Word for word, restate each of the records below.

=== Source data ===
┌──

PR #1132, opened 2024-09-07
Github Actions Rebuild

bmos:
This is a total rebuild of how our action yml files are structured, with the python tests now occuring in a single multi-job action. This works [much better](https://github.com/move-coop/parsons/actions/runs/10753195270) in the GitHub web UI. This also allows the easy stuff (linting, formatting, etc) to finish much faster than the pytest runs. It also adds additional security checks and automatic dependency updates.

## What it does

- Run pytest on every version of macOS (since only pytest and pip install run on macOS it should use too much time -- linting, formatting, coverage, etc are only run once).
- Remove file name filters on action triggers so actions run on ever pushed commit / active pull request rather than trying to limit runs to when certain files are updated (to ensure nothing is missed and make it more obvious if actions fail to run for some reason)
- Move test.yml and pip-install.yml to shared python-checks.yml
- Add automatic weekly dependency pull requests with [dependabot](https://docs.github.com/en/code-security/getting-started/dependabot-quickstart-guide) covering github actions, docker, and pip
- Add code coverage checking with [coverage](https://coverage.readthedocs.io) failing when the project has <75% coverage (for now) - important for #1114 
- Add code security checks with [bandit](https://bandit.readthedocs.io) (filtered to medium or higher risk and medium or higher confidence)
- Update security scorecard to pin hash of github/codeql-action/upload-sarif
- Update security scorecard to first harden the runner
- Update security scorecard to scan major-release branch along with main
- Update ruff, pytest, and similar

## What's needed to merge

- [x] Resolve the [4 issues](https://github.com/move-coop/parsons/actions/runs/10752486576/job/29820855435) found by bandit
  - [x] defusedxml
  - [x] md5


.github/workflows/codeql.yml
```diff
@@ -0,0 +1,77 @@
...
+# ******** NOTE ********
+# We have attempted to detect the languages in your repository. Please check
+# the `language` matrix defined below to confirm you have the correct set of
+# supported CodeQL languages.
+#
+name: "CodeQL"
+
+on:
+    push:
+        branches: [ "main", "marjor-release" ]
```
anzelpwj, line 16: I assume this should be `major-release`, not `marjor-release`

anzelpwj:
Just FYI to anyone doing a more proper review - the reason a large number of files are changed is because `isort` sorted the imports.

bmos:
I'd be happy to revert that commit if it makes it easier to view the changes and then re-commit it once we're happy with this. Just LMK if that is preferred 👍🏻

shaunagm (approved):
Looks good to me :)

bmos:
So the issue is that the gmail address validation is acting differently across different platforms and python versions.
Specifically, the test of validation behavior for email addresses of ",com" instead of ".com" is passing (mostly on older versions). I'm guessing there is a package we don't have pinned to a specific version and it's exhibiting different behavior based on what version is installed.

shaunagm:
I did a little investigating. The test failure is on the gmail connector, which inherits from the sendmail connector; the sendmail connector has a method [_validate_email_string](https://github.com/move-coop/parsons/blob/1163cc025a03c5da0f4c2cda52134f1eee5f40cf/parsons/notifications/sendmail.py#L191) which calls [validate_email](https://github.com/move-coop/parsons/blob/1163cc025a03c5da0f4c2cda52134f1eee5f40cf/parsons/notifications/sendmail.py#L198) which appears to be [this package](https://pypi.org/project/validate_email/). Our requirements.txt pins 1.3 which is the most recent version; unfortunately that most recent version was published [9 years ago](https://pypi.org/project/validate_email/). I'm not sure why the tests started failing just now (my guess is it's something to do with bumping the version of pytest) but regardless we probably don't want to be using a library that hasn't been updated in 9 years.

There is an [actively maintained fork](https://git.ksol.io/karolyi/py3-validate-email) but it says "Pypi removed newer versions due to license issues". So...maybe the thing to do is to migrate to a different package entirely? Josh Tauberer has an [email validation package](https://pypi.org/project/email-validator/) we could switch to.

bmos:
I did try reverting to the old version of pytest et al and it was still failing, but I agree it's probably a good idea to use better validation. (especially since the old solution allowed ",com" which is not valid afaik).

shaunagm:
I mentioned you in the other thread but I'll also add here that this failure does not seem to be specific to this PR. It's happening in all other recent PRs but not the most recent merged commit (which was 11:56am EDT yesterday Sep 17th). Given that there have been no updates to the github images between then and now, and the errors are happening at least on mac and ubuntu, it seems unlikely to be caused by a change to the runners. Maybe a change to uv? I don't think we pin our version of uv on install and there have been one, possibly two [releases of uv](https://pypi.org/project/uv/#history) since noon yesterday.

bmos:
Actually as of this PR we are using a pinned version of uv:
https://github.com/move-coop/parsons/pull/1132/files#diff-3e744f163053a3e58aeec8dede7e3711d8a87b2249a31fd94a884200b0aec1c7R31-R32

bmos:
This now works great on 3.12, but 3.8 is broken on all platforms and 3.9-3.11 only works on ubuntu...  Very strange behavior.
I'll try installing python 3.8 sometime soon and see if I can debug why that is failing.

shaunagm:
This is so weird. It's like whatever was causing the issue was fixed in Ubuntu for 3.9 but not in Mac/Windows until 3.12.

shaunagm:
For clarity, when you say "this now works great on 3.12" - do you mean that a validation error is raised as expected when given ",com"? 

I'm trying to wrap my head around where the problem could be coming from. Because until recently these same tests passed (on ubuntu and mac, at least) meaning that a validation error was raised, no? So something changed (either by parsons, uv, github, python, etc) that caused the validation error not to be raised. But now with this new package it's sometimes being raised.

bmos:
I think that one of our dependencies must have updated or something like that. Like if one of our dependencies has a subdependency that is not version pinned, it could potentially do something like this.

What I did to get the tests passing on 3.12 was change out the email validation library, but it still is passing ,con on certain configurations.

bmos:
We just recently updated some dependencies, so it could be related to that. But if I remember correctly, that pull request had all of the checks passed.

Unless maybe the checks didn't run because a particular file was being updated...

Probably time to jump into some actions logs and see what changed.

austinweisgrau:
I fixed the email parsing issue with #1146

shaunagm:
@austinweisgrau @bmos alas now all the tests are failing. FYI I did resolve the merge conflict between @austinweisgrau's PR and this one, perhaps incorrectly. But it also may be that the PR doesn't fully address the issue (I'm still unclear how a problem in Python 3.12 could cause our tests for 3.8-3.11 to fail, esp in the weird pattern they did (mostly but not entirely on Windows & Mac rather than Ubuntu)

austinweisgrau:
IMO this PR should be split up a bit. In particular the isort formatting should be its own PR. Because hundreds of files are changed with the isort formatting, it makes it very difficult to detect any other unwanted changes that are happening here, and also difficult to evaluate, for example, what changes in particular may be resulting in test failures.

shaunagm:
Yeah that's fair. We'd talked about moving the isort stuff to a separate PR a few weeks ago for precisely that reason but got derailed by the email address bug. @bmos if you'd be up for it can you split the PRs?

bmos:
I would be happy to, that should be pretty easy.

bmos:
I'm also pretty sure that none of these changes are creating test failures, but again, totally happy to break that out.

bmos:
Okay, that should take care of that.

shaunagm:
Looks good - thank you!

austinweisgrau:
hell yea good work

PR #1137, opened 2024-09-16
Postgres copy explicates columns and column order

austinweisgrau:
Without this change, the Postgres copy method only works if the Table has the same columns in the same order as the destination table. With this change, the source table can have a subset of columns in a different order but still successfully load to the destination table.


austinweisgrau:
Also now includes a couple other changes that make the Postgres query methods more robust:
- get_updated_rows() can now handle cutoff_value being None which happens sometimes
- a few Postgres query methods are able to handle case-sensitive column and table names, which happens sometimes

shaunagm (approved):
Looks good to me, sorry for the delay

PR #555, opened 2020-02-13
feat: resolve redis once

Stebalien:
Instead of hammering the DNS server, resolve redis once when we first connect.

Related to #547.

└──

=== Answer area ===
PR #1132, opened 2024-09-07
Github Actions Rebuild

bmos:
This is a total rebuild of how our action yml files are structured, with the python tests now occuring in a single multi-job action. This works [much better](https://github.com/move-coop/parsons/actions/runs/10753195270) in the GitHub web UI. This also allows the easy stuff (linting, formatting, etc) to finish much faster than the pytest runs. It also adds additional security checks and automatic dependency updates.

## What it does

- Run pytest on every version of macOS (since only pytest and pip install run on macOS it should use too much time -- linting, formatting, coverage, etc are only run once).
- Remove file name filters on action triggers so actions run on ever pushed commit / active pull request rather than trying to limit runs to when certain files are updated (to ensure nothing is missed and make it more obvious if actions fail to run for some reason)
- Move test.yml and pip-install.yml to shared python-checks.yml
- Add automatic weekly dependency pull requests with [dependabot](https://docs.github.com/en/code-security/getting-started/dependabot-quickstart-guide) covering github actions, docker, and pip
- Add code coverage checking with [coverage](https://coverage.readthedocs.io) failing when the project has <75% coverage (for now) - important for #1114 
- Add code security checks with [bandit](https://bandit.readthedocs.io) (filtered to medium or higher risk and medium or higher confidence)
- Update security scorecard to pin hash of github/codeql-action/upload-sarif
- Update security scorecard to first harden the runner
- Update security scorecard to scan major-release branch along with main
- Update ruff, pytest, and similar

## What's needed to merge

- [x] Resolve the [4 issues](https://github.com/move-coop/parsons/actions/runs/10752486576/job/29820855435) found by bandit
  - [x] defusedxml
  - [x] md5


.github/workflows/codeql.yml
```diff
@@ -0,0 +1,77 @@
...
+# ******** NOTE ********
+# We have attempted to detect the languages in your repository. Please check
+# the `language` matrix defined below to confirm you have the correct set of
+# supported CodeQL languages.
+#
+name: "CodeQL"
+
+on:
+    push:
+        branches: [ "main", "marjor-release" ]
```
anzelpwj, line 16: I assume this should be `major-release`, not `marjor-release`

anzelpwj:
Just FYI to anyone doing a more proper review - the reason a large number of files are changed is because `isort` sorted the imports.

bmos:
I'd be happy to revert that commit if it makes it easier to view the changes and then re-commit it once we're happy with this. Just LMK if that is preferred 👍🏻

shaunagm (approved):
Looks good to me :)

bmos:
So the issue is that the gmail address validation is acting differently across different platforms and python versions.
Specifically, the test of validation behavior for email addresses of ",com" instead of ".com" is passing (mostly on older versions). I'm guessing there is a package we don't have pinned to a specific version and it's exhibiting different behavior based on what version is installed.

shaunagm:
I did a little investigating. The test failure is on the gmail connector, which inherits from the sendmail connector; the sendmail connector has a method [_validate_email_string](https://github.com/move-coop/parsons/blob/1163cc025a03c5da0f4c2cda52134f1eee5f40cf/parsons/notifications/sendmail.py#L191) which calls [validate_email](https://github.com/move-coop/parsons/blob/1163cc025a03c5da0f4c2cda52134f1eee5f40cf/parsons/notifications/sendmail.py#L198) which appears to be [this package](https://pypi.org/project/validate_email/). Our requirements.txt pins 1.3 which is the most recent version; unfortunately that most recent version was published [9 years ago](https://pypi.org/project/validate_email/). I'm not sure why the tests started failing just now (my guess is it's something to do with bumping the version of pytest) but regardless we probably don't want to be using a library that hasn't been updated in 9 years.

There is an [actively maintained fork](https://git.ksol.io/karolyi/py3-validate-email) but it says "Pypi removed newer versions due to license issues". So...maybe the thing to do is to migrate to a different package entirely? Josh Tauberer has an [email validation package](https://pypi.org/project/email-validator/) we could switch to.

bmos:
I did try reverting to the old version of pytest et al and it was still failing, but I agree it's probably a good idea to use better validation. (especially since the old solution allowed ",com" which is not valid afaik).

shaunagm:
I mentioned you in the other thread but I'll also add here that this failure does not seem to be specific to this PR. It's happening in all other recent PRs but not the most recent merged commit (which was 11:56am EDT yesterday Sep 17th). Given that there have been no updates to the github images between then and now, and the errors are happening at least on mac and ubuntu, it seems unlikely to be caused by a change to the runners. Maybe a change to uv? I don't think we pin our version of uv on install and there have been one, possibly two [releases of uv](https://pypi.org/project/uv/#history) since noon yesterday.

bmos:
Actually as of this PR we are using a pinned version of uv:
https://github.com/move-coop/parsons/pull/1132/files#diff-3e744f163053a3e58aeec8dede7e3711d8a87b2249a31fd94a884200b0aec1c7R31-R32

bmos:
This now works great on 3.12, but 3.8 is broken on all platforms and 3.9-3.11 only works on ubuntu...  Very strange behavior.
I'll try installing python 3.8 sometime soon and see if I can debug why that is failing.

shaunagm:
This is so weird. It's like whatever was causing the issue was fixed in Ubuntu for 3.9 but not in Mac/Windows until 3.12.

shaunagm:
For clarity, when you say "this now works great on 3.12" - do you mean that a validation error is raised as expected when given ",com"? 

I'm trying to wrap my head around where the problem could be coming from. Because until recently these same tests passed (on ubuntu and mac, at least) meaning that a validation error was raised, no? So something changed (either by parsons, uv, github, python, etc) that caused the validation error not to be raised. But now with this new package it's sometimes being raised.

bmos:
I think that one of our dependencies must have updated or something like that. Like if one of our dependencies has a subdependency that is not version pinned, it could potentially do something like this.

What I did to get the tests passing on 3.12 was change out the email validation library, but it still is passing ,con on certain configurations.

bmos:
We just recently updated some dependencies, so it could be related to that. But if I remember correctly, that pull request had all of the checks passed.

Unless maybe the checks didn't run because a particular file was being updated...

Probably time to jump into some actions logs and see what changed.

austinweisgrau:
I fixed the email parsing issue with #1146

shaunagm:
@austinweisgrau @bmos alas now all the tests are failing. FYI I did resolve the merge conflict between @austinweisgrau's PR and this one, perhaps incorrectly. But it also may be that the PR doesn't fully address the issue (I'm still unclear how a problem in Python 3.12 could cause our tests for 3.8-3.11 to fail, esp in the weird pattern they did (mostly but not entirely on Windows & Mac rather than Ubuntu)

austinweisgrau:
IMO this PR should be split up a bit. In particular the isort formatting should be its own PR. Because hundreds of files are changed with the isort formatting, it makes it very difficult to detect any other unwanted changes that are happening here, and also difficult to evaluate, for example, what changes in particular may be resulting in test failures.

shaunagm:
Yeah that's fair. We'd talked about moving the isort stuff to a separate PR a few weeks ago for precisely that reason but got derailed by the email address bug. @bmos if you'd be up for it can you split the PRs?

bmos:
I would be happy to, that should be pretty easy.

bmos:
I'm also pretty sure that none of these changes are creating test failures, but again, totally happy to break that out.

bmos:
Okay, that should take care of that.

shaunagm:
Looks good - thank you!

austinweisgrau:
hell yea good work

PR #1137, opened 2024-09-16
Postgres copy explicates columns and column order

austinweisgrau:
Without this change, the Postgres copy method only works if the Table has the same columns in the same order as the destination table. With this change, the source table can have a subset of columns in a different order but still successfully load to the destination table.


austinweisgrau:
Also now includes a couple other changes that make the Postgres query methods more robust:
- get_updated_rows() can now handle cutoff_value being None which happens sometimes
- a few Postgres query methods are able to handle case-sensitive column and table names, which happens sometimes

shaunagm (approved):
Looks good to me, sorry for the delay

PR #555, opened 2020-02-13
feat: resolve redis once

Stebalien:
Instead of hammering the DNS server, resolve redis once when we first connect.

Related to #547.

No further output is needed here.